After this there was a long pause and then Bentley said: ‘I’m aware of that. I just wanted to tell you that I know
how
. But I’d also very much like to know
why
.’

So would I, as it happens.

**

He was standing in my way. That’s the clearest explanation I can give, though I know it’s hopelessly inadequate. Like Magus Zoroaster who met his own image in the garden, he blocked my path. I am an actor, a good one. I need success. I didn’t realise it at first when I began to see him on television. It irritated me, that was all. There was this impostor with my face, mouthing pseudo-intellectual rubbish, favouring a reluctant public with his ingenious, inane opinions. I would watch him fascinated, regardless of whether his wretched programmes were interesting or not.

Then I noticed something. I leave you to draw your own conclusions. Whoever ‘you’ are, because I don’t want anyone to read this, naturally. I have to pretend that there is a ‘you’ to share my thoughts.

Where was I? Yes. Those television programmes with MacIver in them. I began to realise that after I had been watching them, I felt mentally and physically drained. I was exhausted; I couldn’t think straight. Sometimes the feeling lasted into the next day and I could barely get up in the morning. I tried to stop myself from watching him, but it was hard. And whenever I saw him on television it was as if he was sucking out my brain cells through the screen. At last I understood. He owed his success to the fact that he had found some way of drawing on my energies, because I was his double.
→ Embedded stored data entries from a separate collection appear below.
PR #1604, opened 2024-09-25
fix: ensure the pool counter's always decremented via scopeguard

pjenvey:
also report machine parallelism @ startup

## Testing

stage also shows the metrics issue, so we can verify there first

## Issue(s)

Issue SYNC-4421

### DIFF
--- a/syncserver-common/src/lib.rs
+++ b/syncserver-common/src/lib.rs
@@ -121,6 +121,8 @@ impl BlockingThreadpool {
         E: fmt::Debug + Send + InternalError + 'static,
     {
         self.spawned_tasks.fetch_add(1, Ordering::Relaxed);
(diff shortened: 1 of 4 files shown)


syncserver-common/src/lib.rs
```diff
@@ -121,16 +121,15 @@ impl BlockingThreadpool {
         E: fmt::Debug + Send + InternalError + 'static,
     {
         self.spawned_tasks.fetch_add(1, Ordering::Relaxed);
+        scopeguard::defer! {
```
jrconlin, line 124: Please add a comment here noting why we're waiting until we run the task after the function goes out of scope.

jrconlin (changes requested):

jrconlin (approved):

PR #1605, opened 2024-09-30
feat: track the pool's queued vs actually active tasks

pjenvey:
and consider idle threads as a "max" value as the underlying tokio threadpool will exit threads idle for too long

Closes SYNC-4424

### DIFF
--- a/syncserver/src/server/mod.rs
+++ b/syncserver/src/server/mod.rs
@@ -13,7 +13,10 @@ use actix_web::{
 };
 use cadence::{Gauged, StatsdClient};
 use futures::future::{self, Ready};
-use syncserver_common::{middleware::sentry::SentryWrapper, BlockingThreadpool, Metrics, Taggable};
+use syncserver_common::{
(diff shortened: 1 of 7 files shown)


syncserver/src/server/mod.rs
```diff
@@ -259,16 +262,16 @@ impl Server {
...
+        let blocking_threadpool = Arc::new(BlockingThreadpool::new(
+            settings.worker_max_blocking_threads,
+        ));
         let db_pool = DbPoolImpl::new(
             &settings.syncstorage,
             &Metrics::from(&metrics),
             blocking_threadpool.clone(),
         )?;
         let worker_thread_count =
             calculate_worker_max_blocking_threads(settings.worker_max_blocking_threads);
```
pjenvey, line 274: In retrospect I don't know why we included `worker_` in this setting's name because it's the overall number of threads (not per worker). Whereas the naming of the `calculate_worker_max_blocking_threads` fn makes sense

jrconlin (approved):

PR #1606, opened 2024-09-30
feat: create DAU glean schema and configs

taddes:
## Description

Addition of the metrics.yaml and pings.yaml configurations for Glean metrics. This is to measure the Daily Active User metrics internally.

Noting the open questions doc we created with Glean team [here](https://docs.google.com/document/d/1WDnn49eD0lxdcSfZzaeQZsVaKQ2KqG7VhQrP8vZDdyE/edit#heading=h.i4wnylph1d9x).  We may approach this with the following modification:
- A single event metric with the extra_keys metadata section containing the other data (platform, sync id, collection, etc)
- We may exclude the timestamp as Glean has its own internal timestamp we can use

## Testing
N/A

## Issue(s)

Closes [SYNC-4415](https://mozilla-hub.atlassian.net/browse/SYNC-4415).

[SYNC-4415]: https://mozilla-hub.atlassian.net/browse/SYNC-4415?atlOrigin=eyJpIjoiNWRkNTljNzYxNjVmNDY3MDlhMDU5Y2ZhYzA5YTRkZjUiLCJwIjoiZ2l0aHViLWNvbS1KU1cifQ

### DIFF
--- a/glean/metrics.yaml
+++ b/glean/metrics.yaml
@@ -8,6 +8,83 @@ $schema: moz://mozilla.org/schemas/glean/metrics/2-0-0
 
 # Category
 syncstorage:
-  #Event
-  dau:
-    type: "event"
+  sync_event:
+    type: event
+    description: |
+      Event to record an instance of sync backend activity initiated by client.
+    notification_emails:
+      - jrconlin@mozilla.com
+      - pjenvey@mozilla.com
+      - tkorris@mozilla.com
+    bugs:
+      - https://github.com/mozilla-services/syncstorage-rs/issues
+    data_reviews:
+      # TODO
+    expires: never
+
+  sync_user_id:
+    type: uuid
+    # yamllint disable
+    description: >
+      Sync user identifier. Used to determine which user has initiated sync
+      activity. A single user could make numerous sync actions in a given time
+      and this id is required to ensure only a single count of daily active use
+      is made given a number of actions.
+    # yamllint enable
+    notification_emails:
+      - jrconlin@mozilla.com
+      - pjenvey@mozilla.com
+      - tkorris@mozilla.com
+    bugs:
+      - https://github.com/mozilla-services/syncstorage-rs/issues
+    data_reviews:
+      # TODO
+    expires: never
+
+  user_agent:
+    type: string
+    # yamllint disable
+    description: |
+      User Agent from which sync action was initiated.
+      Firefox Desktop, Fenix, or Firefox iOS.
+    # yamllint enable
+    notification_emails:
+      - jrconlin@mozilla.com
+      - pjenvey@mozilla.com
+      - tkorris@mozilla.com
+    bugs:
+      - https://github.com/mozilla-services/syncstorage-rs/issues
+    data_reviews:
+      # TODO
+    expires: never
+
+  timestamp:
+    type: datetime
+    description: |
+      Timestamp of sync activity.
+    notification_emails:
+      - jrconlin@mozilla.com
+      - pjenvey@mozilla.com
+      - tkorris@mozilla.com
+    bugs:
+      - https://github.com/mozilla-services/syncstorage-rs/issues
+    data_reviews:
+      # TODO
+    expires: never
+
+  collection:
+    type: string
+    # yamllint disable
+    description: |
+      Related individual collection where sync activity took place.
+      Includes bookmarks, history, forms, prefs, tabs, and passwords.
+    # yamllint enable
+    notification_emails:
+      - jrconlin@mozilla.com
+      - pjenvey@mozilla.com
+      - tkorris@mozilla.com
+    bugs:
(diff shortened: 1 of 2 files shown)


glean/metrics.yaml
```diff
@@ -0,0 +1,76 @@
...
+      - https://github.com/mozilla-services/syncstorage-rs/issues
+    data_reviews:
+      # TODO
+    expires: never
+
+  sync_user_id:
+    type: uuid
+    # yamllint disable
+    description: >
+      Sync user identifier. Used to determine which user has initiated sync
```
pjenvey, line 29: "Sync user id" is their numeric id assigned by tokenserver, included in the user's sync endpoint (e.g. `https://sync-1-us-west1-g.sync.services.mozilla.com/1.5/<sync-id>`).

Tokenserver gives users new ids basically whenever their encryption key (represented by `fxa_kid`) changes, such as during password resets without a recovery key.

This makes the sync user id not 100% accurate for counting distinct users: it could count a user multiple times across a time period where their encryption key changed. So a lot like the old fxa query (and I believe the sync client pings) we should use the user's `hashed_fxa_uid` instead.

pjenvey (changes requested):

glean/metrics.yaml
taddes: Excellent point regarding the encryption key change. I'll update to reflect the use of `hashed_fxa_uid`.

taddes: For clarity, I named that metric `hashed_fxa_uid` so there's no confusion on what it is 👍

pjenvey: > Any additional concern with deriving said `hashed_fxa_uid` within the context of the application when we'll emit metrics?

Ah yes I was going to mention a btw for when you implement this: tokenserver already sends this value to syncstorage [in its hawk token payload](https://github.com/mozilla-services/syncstorage-rs/blob/1f0e28d7af9c6f9aea38073a099699897464ceac/tokenserver-auth/src/lib.rs#L44). I guess syncstorage has never actually used it so it's not present as a field in its [parsed HawkPayload](https://github.com/mozilla-services/syncstorage-rs/blob/1f0e28d7af9c6f9aea38073a099699897464ceac/syncserver/src/web/auth.rs#L36). You should be able to simply add it as a new field on this struct and then have it available.

I'll note as an FYI the `salt` field in `HawkPayload` is added for us by the Python code (`make_token`) in case you were wondering why it doesn't exist in tokenserver's `MakeTokenPlaintext`.

Then take a look at how we pass around `fxa_uid/kid` via `UserIdentifier`: I believe you'll want to add the hashed version there so it's accessible when emitting the metric.

taddes:
Lmk if you want any other changes in the meantime @pjenvey , otherwise we can merge in for the Glean folks to review and then do a data review too.

glean/metrics.yaml
```diff
@@ -0,0 +1,96 @@
...
+    data_reviews:
+      - https://bugzilla.mozilla.org/show_bug.cgi?id=1923967
+    expires: never
+
+  platform:
+    type: string
+    # yamllint disable
+    description: |
+      Platform from which sync action was initiated.
+      Firefox Desktop, Fenix, or Firefox iOS.
```
pjenvey, line 52: Could also mention "Other" here and in device_family

pjenvey (approved):
@taddes I have one more doc suggestion but that can wait for a later commit. Also when you squash this please change the commit message to follow the style as autopush's ("feat: etc"), this repo follows the same format (in `CONTRIBUTING.md`) so `clog` picks it up appropriately for the changelog

glean/metrics.yaml
taddes: @pjenvey  Thx, added it. Will alter the commit for sure when squashing. Sigh... it dismissed your approve after pushing the changes. Any way to avoid dismissing "stale reviews"? That a GitHub setting we can tweak as I recall we didn't have it in merino-py. Otherwise, if you don't mind approving again. Thx

pjenvey: Also for `platform` but again, it can wait

pjenvey (approved):

glean/metrics.yaml
taddes: Yeah that one I hemmed and hawed about, can add it with the next iteration. It's in the enum

pjenvey: @jrconlin Do you recall any requirement for the "Dismiss stale pull request approvals when new commits are pushed" option? I can't find one anywhere now, maybe this was just something our team (you and I) standardized on?

jrconlin: I don't know if it ever was an official company wide policy, but I think our team has been doing it since we started, partly because a new push could impact previously viewed changes.

I _think_ that the the folk that don't use git do something similar (where a new change request basically overrides the prior, so you'd need to re-approve it), but I'm not super familiar with how that side works.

Somehow he had found out about me and now he was living off two bodies, two brains, his and mine. No wonder he was a success. No wonder my career was on the slide. I had to confront him and tell him that I knew what he was doing and demand that he give me my life back. The problem—I was fully aware of this—was that he could just laugh in my face, tell me I was mad. Because that’s what it must seem like to the outside world, just a mad delusion, though I happen to know it’s true. So, reluctantly—

That quotation from Shelley which the pretentious git wrote in my book; remember what it went on to say? ‘Magus Zoroaster, my
dead
child . . .’ (My italics.)

He was dead. Why?
Because he met his own image, and because there was only life enough for one.
The Doppelgänger legend states that if you meet yourself, you will die soon. MacIver was slowly killing me, so it was kill or be killed. Self defence really; though I doubt that would stand up in court as an excuse. I’m not stupid enough to think that.

I followed him around a bit, got to know his habits. I laid my plans slowly, though I knew I had to do it during the run of the play. Small part, you see, not enough energy for a big one. Then, I only had to meet him. How? Well, at last this force, this energy which had been running against me for so long started to favour me. MacIver had just brought out a book and, as I was passing Waterstones in Piccadilly, I saw a poster announcing that he would be signing copies there the following week. So I went at the appointed time, bought a copy of his book and joined the queue in front of his desk to have it signed.